Even assuming lightweight tanks can be developed, the volumetric density issue means hydrogen propulsion will—at least for the near to mid-term—be best suited to smaller regional, short- and medium-range aircraft. Although hydrogen fuel is technically feasible for use in longer-range aircraft, the size of the fuel tanks would result in much longer or larger fuselages and greater energy demand, resulting in costs as much as 50% higher per passenger. For the longer term, however, it is possible that new volumetrically efficient airframe designs, such as blended wing body (BWB) configurations, would enable hydrogen to be considered for future long-range applications.

According to a recently published independent review of hydrogen-powered aviation prepared by McKinsey & Co. for the European Union’s Clean Sky 2 research initiative, developers are considering multiple options to enable fast-tracking service entry of hydrogen-powered aircraft so they could have a material impact on the climate before 2050. The initial evolutionary option is to develop versions of current tube-and-wing designs in which engines and fuel systems are adapted to run on LH₂.

For an Airbus A320/Boeing 737-size aircraft flying on typical ranges up to 1,100 nm (2,000 km), for example, the issue of fuel volume would be handled by stretching the fuselage to accommodate LH₂ tanks behind the passenger cabin.
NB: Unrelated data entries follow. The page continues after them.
PR #1183, opened 2018-02-26
add etag support at the http level

bryangwilliam:
This change adds support for enabling/disabling the etag nginx directive in the http context. http://nginx.org/en/docs/http/ngx_http_core_module.html#etag

If no value is supplied it will not add anything and allow the nginx-defined default to take effect.

### DIFF
--- a/templates/conf.d/nginx.conf.erb
+++ b/templates/conf.d/nginx.conf.erb
@@ -96,6 +96,10 @@ http {
   lingering_timeout   <%= @lingering_timeout %>;
   tcp_nodelay         <%= @http_tcp_nodelay %>;
 
+<% if @etag -%>
+  etag <%= @etag %>;
+
+<% end -%>
 <% if @gzip == 'on' -%>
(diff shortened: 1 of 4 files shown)


templates/conf.d/nginx.conf.erb
```diff
@@ -96,6 +96,10 @@ http {
   lingering_timeout   <%= @lingering_timeout %>;
   tcp_nodelay         <%= @http_tcp_nodelay %>;
 
+<% if defined? @etag -%>
```
alexjfisher: `<% if @etag -%>` is fine here since etag is either `undef` or a `yes\no` string, not a boolean.

bryangwilliam: Sure thing. I just pushed a fix for this, along with a small formatting change for the whitespace so the config file will not get an extra newline when no value is set.

alexjfisher:
@bryangwilliam Thanks!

Power would be provided by a hybrid system that combines hydrogen-burning turbine engines sized for takeoff and climb with an 11-megawatt fuel cell to generate the bulk of power for cruise.

Compared with current aircraft, overall range would be about 25% shorter, and design speed would be reduced to about Mach 0.75, but carbon dioxide emissions would be zero while overall climate impact would be 70-80% less. Although cost per available seat-kilometer would be more than 20% greater, this would be partially offset by better energy efficiency.

Revolutionary options, while still including the addition of LH₂ tanks in the main fuselage, center on the development of fuel cells for commuter and regional aircraft. These would power a distributed propulsion system made up of electrically driven propulsors. However, this option would not meet the energy demands of medium- and long-range aircraft. Until BWB and other alternative configurations become available, the most realistic solutions will continue to be evolutions of existing airframes. In these, large turbofan engines would be adapted to burn LH_2, and extra fuel tanks would be contained in extended fuselages.

The bottom line is that carrying an A320 or 737-800 passenger load in an A321- or 737-10-size fuselage may be economically and technically feasible, but the scaling effects make this increasingly challenging with larger airliners such as the A350 or 787. Fuel tank technology, therefore, is a critical pacing factor governing the speed and extent to which hydrogen power will be adopted. The McKinsey report indicates a 50% reduction will be necessary in overall LH₂ tank mass compared with current prototypes. Measured in terms of a gravimetric index (the weight of LH₂ fuel mass in relation to full weight of tank filled with maximum LH₂ load), a successful evolutionary short-range airliner will require an index of 35% while long range aircraft will require 38%. Only improvements of this scale, the report argues, will allow weight and volume to be reduced to the point  at which these concepts become operationally practical.